## ACTION ITEM
Your response should reproduce every line of the entries that contains the word "same".

## RECORD SET

┄┄┄┄┄┄┄┄┄┄┄┄┄┄┄┄┄┄┄┄

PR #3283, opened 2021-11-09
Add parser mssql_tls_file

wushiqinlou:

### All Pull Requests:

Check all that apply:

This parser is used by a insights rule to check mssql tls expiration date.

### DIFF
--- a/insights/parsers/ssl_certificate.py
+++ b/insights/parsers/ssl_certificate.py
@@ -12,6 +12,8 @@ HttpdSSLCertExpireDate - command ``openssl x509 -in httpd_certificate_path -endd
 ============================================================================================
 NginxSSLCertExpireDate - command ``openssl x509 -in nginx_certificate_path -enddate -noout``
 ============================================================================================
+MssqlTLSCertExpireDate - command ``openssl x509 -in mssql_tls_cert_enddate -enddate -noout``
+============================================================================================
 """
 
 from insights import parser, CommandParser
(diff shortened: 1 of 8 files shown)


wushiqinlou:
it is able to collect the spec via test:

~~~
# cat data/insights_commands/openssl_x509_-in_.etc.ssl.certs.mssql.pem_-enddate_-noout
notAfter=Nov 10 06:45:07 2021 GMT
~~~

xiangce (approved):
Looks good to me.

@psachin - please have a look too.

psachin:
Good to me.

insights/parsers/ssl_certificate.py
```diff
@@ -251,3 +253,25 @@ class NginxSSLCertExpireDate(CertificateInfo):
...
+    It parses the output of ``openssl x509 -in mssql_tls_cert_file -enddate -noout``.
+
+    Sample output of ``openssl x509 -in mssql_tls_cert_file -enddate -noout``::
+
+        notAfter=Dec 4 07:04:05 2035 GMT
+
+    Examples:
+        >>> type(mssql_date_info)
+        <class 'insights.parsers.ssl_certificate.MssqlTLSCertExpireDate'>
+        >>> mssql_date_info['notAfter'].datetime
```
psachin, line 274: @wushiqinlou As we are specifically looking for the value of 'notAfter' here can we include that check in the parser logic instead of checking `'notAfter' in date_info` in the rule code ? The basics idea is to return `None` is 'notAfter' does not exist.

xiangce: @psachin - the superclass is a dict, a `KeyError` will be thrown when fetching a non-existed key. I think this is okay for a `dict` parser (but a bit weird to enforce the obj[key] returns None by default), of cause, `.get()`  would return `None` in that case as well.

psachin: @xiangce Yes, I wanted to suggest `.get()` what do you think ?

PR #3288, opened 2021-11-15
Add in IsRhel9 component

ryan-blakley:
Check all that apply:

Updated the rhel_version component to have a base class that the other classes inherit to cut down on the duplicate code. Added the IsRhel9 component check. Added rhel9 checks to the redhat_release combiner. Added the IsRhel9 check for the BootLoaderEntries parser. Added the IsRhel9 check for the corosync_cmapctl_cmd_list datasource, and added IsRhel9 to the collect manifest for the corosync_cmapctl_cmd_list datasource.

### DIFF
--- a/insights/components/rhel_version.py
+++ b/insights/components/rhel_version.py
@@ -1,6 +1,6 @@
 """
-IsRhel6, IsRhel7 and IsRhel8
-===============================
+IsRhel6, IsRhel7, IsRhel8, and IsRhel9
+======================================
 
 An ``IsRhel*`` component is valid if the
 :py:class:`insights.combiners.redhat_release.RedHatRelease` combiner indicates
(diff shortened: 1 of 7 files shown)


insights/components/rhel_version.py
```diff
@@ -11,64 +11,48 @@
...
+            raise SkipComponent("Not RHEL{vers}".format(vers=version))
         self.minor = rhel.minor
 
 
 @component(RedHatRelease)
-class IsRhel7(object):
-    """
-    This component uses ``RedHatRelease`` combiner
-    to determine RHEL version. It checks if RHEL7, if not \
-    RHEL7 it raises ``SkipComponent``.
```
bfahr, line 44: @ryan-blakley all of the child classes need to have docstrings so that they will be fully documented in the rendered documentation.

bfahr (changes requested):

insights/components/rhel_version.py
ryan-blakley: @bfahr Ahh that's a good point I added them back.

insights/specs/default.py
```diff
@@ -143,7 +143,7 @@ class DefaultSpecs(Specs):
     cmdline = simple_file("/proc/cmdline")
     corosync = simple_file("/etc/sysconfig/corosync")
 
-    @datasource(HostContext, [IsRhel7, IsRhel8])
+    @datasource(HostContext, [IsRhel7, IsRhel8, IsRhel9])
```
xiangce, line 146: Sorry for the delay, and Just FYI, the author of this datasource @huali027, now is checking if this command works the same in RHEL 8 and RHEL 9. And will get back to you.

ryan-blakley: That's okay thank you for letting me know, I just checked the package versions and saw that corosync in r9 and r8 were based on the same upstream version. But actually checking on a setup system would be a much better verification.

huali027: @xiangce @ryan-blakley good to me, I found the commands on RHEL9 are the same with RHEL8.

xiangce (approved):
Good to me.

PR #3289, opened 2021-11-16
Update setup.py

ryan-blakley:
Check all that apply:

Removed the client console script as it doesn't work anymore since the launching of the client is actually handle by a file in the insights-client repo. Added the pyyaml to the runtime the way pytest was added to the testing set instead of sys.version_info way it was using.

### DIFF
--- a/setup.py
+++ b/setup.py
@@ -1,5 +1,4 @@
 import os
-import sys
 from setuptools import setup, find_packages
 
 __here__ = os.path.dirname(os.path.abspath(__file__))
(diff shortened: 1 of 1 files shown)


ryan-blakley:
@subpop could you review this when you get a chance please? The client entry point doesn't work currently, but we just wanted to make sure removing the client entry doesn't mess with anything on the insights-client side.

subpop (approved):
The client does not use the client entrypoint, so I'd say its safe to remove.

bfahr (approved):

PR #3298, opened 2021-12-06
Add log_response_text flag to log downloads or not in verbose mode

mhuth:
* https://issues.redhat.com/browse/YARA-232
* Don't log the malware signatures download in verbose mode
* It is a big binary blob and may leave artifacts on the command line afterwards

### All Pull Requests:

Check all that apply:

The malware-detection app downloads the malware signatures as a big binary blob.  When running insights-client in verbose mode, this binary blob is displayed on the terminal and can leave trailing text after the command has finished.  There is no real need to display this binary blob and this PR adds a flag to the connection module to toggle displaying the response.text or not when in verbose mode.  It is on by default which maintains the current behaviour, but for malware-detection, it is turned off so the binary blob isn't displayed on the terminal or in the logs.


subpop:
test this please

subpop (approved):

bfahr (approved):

┄┄┄┄┄┄┄┄┄┄┄┄┄┄┄┄┄┄┄┄

## PROBLEM SOLUTION
xiangce, line 146: Sorry for the delay, and Just FYI, the author of this datasource @huali027, now is checking if this command works the same in RHEL 8 and RHEL 9. And will get back to you.
ryan-blakley: That's okay thank you for letting me know, I just checked the package versions and saw that corosync in r9 and r8 were based on the same upstream version. But actually checking on a setup system would be a much better verification.
huali027: @xiangce @ryan-blakley good to me, I found the commands on RHEL9 are the same with RHEL8.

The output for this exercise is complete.